On a commandé une œuvre à un artiste sans lui imposer de contraintes, souligne-t-il, je ne vois pas comment l'on pourrait aujourd’hui exiger de la modifier.
À mon avis, elle [la phrase] n'ajoute rien à une œuvre qui est très forte en soi, la murale de Jordi Bonet, qui est un admirable poème à la vie et à la mort.
L’œuvre de Jordi Bonet s’inscrit dans l’esprit contestataire du temps et la controverse aura permis aux gens de prendre conscience de la murale, suggère-t-il au contraire.

Femme d'aujourd'hui, 30 novembre 1971
Ce reportage à l’émission Femme d’aujourd’hui du 30 novembre 1972 nous offre une visite détaillée du Grand Théâtre de Québec.
Son directeur Guy Beaulne vante à la journaliste Micheline Archambault la qualité de ses salles et la sobriété de ses espaces qui en font un foyer amical et cordial.
Lorsque le Grand Théâtre de Québec est décrit comme le plus beau théâtre moderne du monde, Guy Beaulne ne peut qu’acquiescer.
C'est l'architecture qui en fait la beauté
, croit Guy Beaulne, mais c'est également la qualité de l'instrument, de son équipement technique et aussi des gens qui s'en servent
.
L'oeuvre de Jordi Bonet avec la phrase de Claude Péloquin continue de faire réagir, mentionne le directeur du Grand Théâtre. Deux ans après son dévoilement, on commence cependant à mieux comprendre la murale et ses inscriptions.

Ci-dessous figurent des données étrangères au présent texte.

PR #867, opened 2015-12-12
Auto drop unsupported channel from the spec 

### LINKED ISSUE #205: Using "text" channel with non-text mark is equivalent to details
If we fix this, we should fix #11 too.

kanitw:
fixes #205

### DIFF
--- a/src/compiler/Model.ts
+++ b/src/compiler/Model.ts
@@ -1,7 +1,7 @@
 import {Spec} from '../schema/schema';
 import {FieldDef} from '../schema/fielddef.schema';
 
-import {COLUMN, ROW, X, Y, COLOR, DETAIL, Channel} from '../channel';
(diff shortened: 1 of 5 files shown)


src/compiler/Model.ts
```diff
@@ -41,18 +41,25 @@ export class Model {
...
     this._spec = schemaUtil.merge(defaults, theme || {}, spec);
 
-    // convert short type to full type
+
     vlEncoding.forEach(this._spec.encoding, function(fieldDef: FieldDef, channel: Channel) {
+      if (!supportMark(channel, this._spec.mark)) {
+        // Drop unsupported channel
+
+        // FIXME consolidate warning method
+        console.warn(channel, 'dropped as it is incompatible with', this._spec.mark);
```
domoritz: Yep, we should use the warning and error outputs soon.

PR #872, opened 2015-12-15
Use vega embed in gallery

domoritz:


site/gallery.js
```diff
@@ -21,19 +21,24 @@ d3.json('examples/vlexamples.json', function(VL_SPECS) {
...
-        });
-        view.update();
+      var embedSpec = {
+        mode: 'vega-lite',
+        spec: vlSpec,
+        actions: {
+          export: false
+        }
+      };
+      vg.embed('.viz#'+ example.name + '> div.view', embedSpec, function(view, vega_spec) {
```
kanitw: According to Jeff message in slack, `vega_spec` here is an object with both `view` and spec`?  Also, why underscore rather than camelCase?

site/gallery.js
```diff
@@ -21,19 +21,24 @@ d3.json('examples/vlexamples.json', function(VL_SPECS) {
...
-        var view = chart({
-          el: d3.select('.viz#'+ example.name + '> div.view').node(),
-          renderer: 'svg'
-        });
-        view.update();
+      var embedSpec = {
+        mode: 'vega-lite',
+        spec: vlSpec,
+        actions: {
+          export: false
```
kanitw: What is `export: false`?  — This seems undocumented in Vega as well?

site/gallery.js
domoritz: Just copied. Also, we don't actually use it.

site/gallery.js
domoritz: Look at the actions in the code. It is only partially documented. I'll update the docs.

domoritz: https://github.com/vega/vega/wiki/Embed-Vega-Web-Components#configuration-propeties

kanitw:
I got this error in the gallery 
```
[Vega Err] TypeError: (spec || []).forEach is not a function
```

Based on my inspection, somehow vega-lite spec, instead of vega spec, is parsed through `vg.parse.spec`.

site/gallery.js
domoritz: Fixed after merge

domoritz:
The error was because you still use vega-embed 1.x. Fixed.

kanitw:
Umm, that version change should be in be pr though :p

domoritz:
Well, you merged it. Vega-embed was released after I fixed this branch and you merged it before I got the chance to fix it, lol.

kanitw:
Hmm, then it should me marked WIP -- and note that depends on pending
release? Lol :p

PR #882, opened 2015-12-19
Clean up npm

domoritz:


.npmignore
```diff
@@ -1,11 +1,22 @@
 node_modules
 bower_components
 data
-examples/_original
-examples/_output
-examples/_diff
-index.html
-script
+docs
+examples
```
kanitw: If we were to import examples to vl-editor, what I did with examples is already correct.

domoritz: Good point. Fixed.

domoritz:
Look at what gets bundled with `tar -tf $(npm pack)`.

PR #886, opened 2015-12-20
make `config.marks.filled` applied to other applicable mark types

### LINKED ISSUE #812: Make config.marks.filled work with other mark types
(Currently it only works for `point`)

kanitw:
- make `config.marks.filled` applied to other applicable mark types (`bar` and `area`) 
- consolidate rules for determining default config values. 

fixes #812.

### DIFF
--- a/src/compiler/Model.ts
+++ b/src/compiler/Model.ts
@@ -248,29 +248,35 @@ export class Model {
     return vals && vals.length;
   }
 
-  public config(name: string) {
-    return this._spec.config[name];
+  public config(name: string, prop?: string) {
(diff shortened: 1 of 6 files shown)


src/compiler/Model.ts
```diff
@@ -248,8 +248,30 @@ export class Model {
     return vals && vals.length;
   }
 
-  public config(name: string) {
-    return this._spec.config[name];
+  public config(name: string, prop?: string) {
```
domoritz: so this function returns bool, number, or value? Maybe document what it does.

PR #891, opened 2015-12-21
Remove time.ts

kanitw:
time.ts is kinda of weird at this point. 

I’m moving:
- `time.formula` to `data.ts`
- `time.scale` to `scale.ts`
- `time.cardinality` to be part of `fielder.cardinality`
- `time.labelTemplate` => `model.labelTemplate` + add missing `legend.shortTimeLabels`


kanitw:
I’ll just merge since @domoritz is in Japan and this PR doesn’t change logic —  only refactoring / moving things around.

domoritz:
LGTM

Issue #771, opened 2015-11-22
Allow hiding axis (axis: false)


kanitw:
Sometimes, hiding axis just make things more beautiful. 
For example, see http://bl.ocks.org/mbostock/3887051.

domoritz:
You can hide legends. So we only need to add support to hide axes.

PR #893, opened 2015-12-24
labels:true|false

domoritz:


kanitw:
Why do we need this?   (When do we want axis without labels?)  

Also, if this is really needed, it’s better done at the vega level?  (Do not producing label objects in the scenegraph at all instead of producing a group of blank labels.

domoritz:
> Why do we need this? (When do we want axis without labels?)

If you are over encoding. For example in the grouped bar chart example. 

> Also, if this is really needed, it’s better done at the vega level? (Do not producing label objects in the scenegraph at all instead of producing a group of blank labels.

Yes, I created https://github.com/vega/vega/issues/480. It would be more semantically meaningful but we still need some option in vl that we can pass down to vega. For now, we can compile to `text: ""`.

kanitw:
>  grouped bar chart example
Good point!  
1. We should then modify group bar chart examples to use this property.
2. I guess you would want to hide ticks as well.  Hiding axis labels without hiding ticks is weird. 
3. Should we set text to "" or set opacity to 0?   I use the latter method for hiding ticks and axis lines for ROW and COLUMN.

domoritz:
> 1. We should then modify group bar chart examples to use this property.

Will do

> 2. I guess you would want to hide ticks as well. Hiding axis labels without hiding ticks is weird. 

Good point. I'll fix that as well. 

> 3. Should we set text to "" or set opacity to 0? I use the latter method for hiding ticks and axis lines for ROW and COLUMN.

Nether of them are semantically correct. I prefer setting the text to "" because this way it implies that no space has to be reserved for the axis label.

kanitw:
I tried hiding both labels and tick and turns out to need to hide axis title too.   

vega_editor

After hiding axis title, it looks like this:

vega_editor

which makes me wonder if the thing we really need is simply hiding axis (#771)

vega_editor

domoritz:
I think you want the baseline. I did the same steps in https://github.com/vega/vega-lite/commit/537630b6dfa1d7b0e85ccdc8c482e2bf13e93d8e

kanitw:
Maybe, but ideally I would want a single, long baseline.. which is something more like this:

vega_editor

Or even better without the rules:

kanitw:
(and more padding) ...

vega_editor

domoritz:
I can add an option to remove the axis entirely. But let's merge as is for now because removing the axis requires rewriting the instantiate.

kanitw:
This branch has conflicts that must be resolved.

PR #895, opened 2015-12-25
Move characterWidth to axis

kanitw:


docs/encoding.md
```diff
@@ -219,11 +219,10 @@ Moreover, Vega-Lite supports the following additional axis properties.
 
 | Property        | Type          | Description    |
 | :------------   |:-------------:| :------------- |
+| characterWidth  | Integer       | Character width for automatically determining title max length. |
```
domoritz: title max length -> max title length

On examine davantage la murale. On se rend compte qu'on ne peut pas la comprendre d'un seul coup.
Le Grand Théâtre de Québec s’inscrit désormais comme un haut lieu de diffusion de la culture, mais il souhaite aussi jouer un rôle de producteur et de créateur.
Un rôle qui répond à un besoin de la ville de Québec et de son public, qui a gagné une institution culturelle à la fois prestigieuse et accessible.